Ora, só esta segunda solução permite alcançar em algum grau a desejável
harmonia de julgados e assegurar a tutela da confiança nas situações plurilocalizadas: a
solução oposta implicaria muitas vezes excluir conteúdos normativos estrangeiros
desconhecidos da ordem jurídica do foro, com prejuízo para aqueles valores. Assim, por
exemplo, até recentemente, o divórcio pressupunha em Portugal a intervenção de uma
autoridade judiciária. Não se admitia o divórcio privado, nem que o casamento fosse
dissolvido por uma autoridade administrativa.

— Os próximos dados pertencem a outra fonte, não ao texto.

PR #181, opened 2026-09-02
fix(patches): untrack the vendored libp2p-kad copy so its checksum is verified again

### LINKED ISSUE #180: core/patches/libp2p-kad/ is tracked despite being gitignored, and its committed stamp makes fetch-patches.sh skip the checksum verification
## Summary

`core/patches/libp2p-kad/` — 31 files of third-party crate source — is **tracked on `main`**
even though `.gitignore:112` lists that directory. Because the tracked files include
`.kwaai-patch-stamp`, a clean clone looks already-patched, so `fetch-libp2p-kad.sh` exits
before it ever downloads or checksums the upstream tarball. The committed copy becomes the
source of truth, unverified.

The sibling patched crate is unaffected: `core/patches/multistream-select/` has **0** tracked
files, which is the intended state. Only libp2p-kad leaked.

## How it got in

`acb791d7` — *"fix(node): a Mac serving whole models is ONLINE, not JOINING (#176)"*. The
files are unrelated to that change; they are somebody's local `fetch-patches.sh` output swept
into the commit. At that point `core/patches/libp2p-kad/` was not yet gitignored — the ignore
rule arrived later with #167, and `.gitignore` does not untrack files that are already
tracked. So the 31 files are now invisible to `git status` while still in the tree, which is
why this went unnoticed.

Verified `05d69255` (current `main`); pre-merge `84ab99a1` already had them. **Not** introduced
by #167.

## Why it matters: the checksum gate is bypassed

`fetch-libp2p-kad.sh:33-38`:

```sh
STAMP="$DEST/.kwaai-patch-stamp"
want_stamp="$VERSION $(sha256 "$PATCH" | cut -d' ' -f1)"
if [ -f "$STAMP" ] && [ "$(cat "$STAMP")" = "$want_stamp" ]; then
    exit 0
fi
```

The stamp is derived from `VERSION` and the hash of `libp2p-kad.patch` — **both tracked**. So
on any fresh clone the stamp matches by construction:

```
$ git show HEAD:core/patches/libp2p-kad/.kwaai-patch-stamp
0.48.0 2cd6ec22d76360a88cb8a95a48599598e55357cf672bc6b7a70a9ad402ee72f6

$ # what the script computes
0.48.0 2cd6ec22d76360a88cb8a95a48599598e55357cf672bc6b7a70a9ad402ee72f6

$ bash core/patches/fetch-libp2p-kad.sh
$ echo $?
0        # exited early — never fetched, never verified
```

`SHA256=13d3fd63…` on line 29 — the pin on the upstream `.crate` tarball, and the whole point
of the checksum-pinned-patch design described in `core/patches/README.md` — is therefore never
evaluated on a clean checkout. Whatever source sits in the commit is what gets compiled into
`kwaainet`, with no verification that it corresponds to upstream 0.48.0 plus the reviewed
patch.

**No divergence today.** I diffed the tracked tree against a freshly-fetched, freshly-patched
copy and they are byte-identical. The problem is that nothing enforces that, and nothing would
report it if it stopped being true — a change to those files would arrive as an ordinary diff
in an unrelated PR, in a directory reviewers do not expect to contain reviewable code.

Secondary consequences:

- `nix/crane.nix` deliberately rebuilds the patched crate from the pristine tarball plus the
  patch, precisely because the working-tree copy is supposed to be gitignored ("*a flake build
  reads the git tree, not the working copy*"). The nix path and the cargo path now disagree
  about where the source comes from.
- 31 files of vendored dependency source sit in the repo with no owner and no update path.

## Fix

```sh
git rm -r --cached core/patches/libp2p-kad
```

The `.gitignore` rule is already correct, so nothing else changes; contributors keep their
working-tree copy, `fetch-patches.sh` starts doing its verification again, and the nix and
cargo paths agree.

Worth adding as a guard, since this is the second time output of these scripts has been at
issue: a CI check that fails if anything under `core/patches/*/` (excluding the tracked
`*.patch` and `fetch-*.sh`) is tracked. That turns a silent recurrence into a red build.

Also worth considering: make the stamp check verify the *source*, not just the patch identity,
so a stale or altered tree cannot satisfy it. Hashing the extracted tree — or simply not
trusting a stamp that arrived from git — would close the bypass even if the files reappear.

RezaRassool:
Closes #180.

## What

`git rm -r --cached core/patches/libp2p-kad` — 31 files, no other change. The `.gitignore` rule is already correct, and `--cached` leaves every file on disk, so contributors keep their working-tree copy.

## Why

The directory has been tracked since `acb791d7` (#176), where a local `fetch-patches.sh` output was swept into an unrelated change. #167 later added the `.gitignore` rule, which does not untrack files that are already tracked — so the files stayed while vanishing from `git status`, which is why this went unnoticed.

The real cost is a bypassed integrity check. `.kwaai-patch-stamp` was tracked too, and `fetch-libp2p-kad.sh:33-38` exits early whenever that stamp equals `"$VERSION $(sha256 libp2p-kad.patch)"` — both tracked. On every clean clone the stamp matched by construction, so the script returned before fetching, and `SHA256=13d3fd63…` — the pin on the upstream `.crate` tarball, and the point of the checksum-pinned-patch design in `core/patches/README.md` — was never evaluated. Whatever source sat in the commit got compiled in.

This restores the shape `multistream-select` already has: the `.patch` and `fetch-*.sh` tracked, the materialized crate not. It also puts `nix/crane.nix` back in agreement with cargo — its comment already assumes the working copy is gitignored (*"a flake build reads the git tree, not the working copy"*).

## Verification

- The tracked tree was **byte-identical** to a freshly fetched and patched copy at removal, so nothing built from it was wrong — the gap was that nothing enforced or reported that.
- Simulated a clean clone (removed the directory, ran `fetch-patches.sh`): it now fetches and verifies, and produces a tree **byte-identical** to what was committed. So verification is restored with no change to what gets built.
- `cargo check -p kwaai-p2p --features kad-multi-protocol` passes afterwards.

## Follow-ups, not in this PR

Suggested in #180 and worth doing separately: a CI check that fails if anything under `core/patches/*/` is tracked apart from `*.patch` and `fetch-*.sh`, and making the stamp verify the *source* rather than just patch identity — or not trusting a stamp that arrived from git — so the bypass stays closed even if the files reappear.

https://claude.ai/code/session_01HxjE2xfQzk11pqyrwgSLZu


dazwin (approved):
Approving — every claim checks out under independent verification, and this closes a hole of my making.

**Verified:**
- Tracking began at `acb791d7` (#176), exactly as diagnosed — and the provenance is worth owning: the materialized directory came from my `fetch-patches.sh` runs in the shared checkout while preparing #167; at the time #176 merged, `main` didn't yet have #167's `.gitignore` rule, so the sweep was easy to make and invisible afterward. My fetched files, someone else's `git add -A`, nobody's fault individually — which is exactly why your follow-up CI guard is the right idea.
- The PR is pure untracking: 31 paths, all under `core/patches/libp2p-kad/`, **zero added lines** anywhere.
- The tracked tree is **byte-identical** to a freshly fetched-and-patched copy (compared against an independently produced one, stamp aside) — corroborating that nothing wrong was ever built, and that the entire cost was the silently bypassed pin.
- The bypass mechanism reads as you describe: the stamp encodes `VERSION + sha256(patch)`, both of which were themselves tracked, so on a clean clone the early-exit was satisfied by construction and `SHA256=13d3fd63…` — the one line that pins upstream — never executed. A checksum design that trusts a checkpoint delivered by the same channel it's meant to verify. That one's on me, and your follow-up (don't trust a stamp that arrived from git, or verify the source rather than patch identity) is the correct durable fix — happy to take it.
- Post-untrack clean-clone behavior: fetch runs, pin verifies, build passes — reproduced here earlier today from empty state several times.

CI still pending on ubuntu/windows at review time, but an index-only change can't alter what those jobs compile — they fetch the patches themselves, which after this merge means they finally *verify* them.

Mas a Conservatória dos Registos Centrais
reconheceu efeitos a um divórcio de dois japoneses decretado pelo presidente de uma
Câmara Municipal japonesa, por aplicação da lei local. Do mesmo modo, deve entender-
se que à face do Código Civil vigente o conceito de filiação consagrado nos arts. 56.º e
57.º do Código não corresponde necessariamente ao que por tal se entende no Direito
material português, antes são reconduzíveis a essas regras de conflitos as normas
materiais estrangeiras sobre a filiação ilegítima, que o Direito português atualmente
desconhece.
Sendo as regras aplicáveis de fonte europeia, a autonomia dos conceitos nelas
utilizadas corresponde à jurisprudência constante do Tribunal de Justiça da União
Europeia desde o acórdão proferido em 14 de outubro de 1976, no proc. C-29/76, LTU c.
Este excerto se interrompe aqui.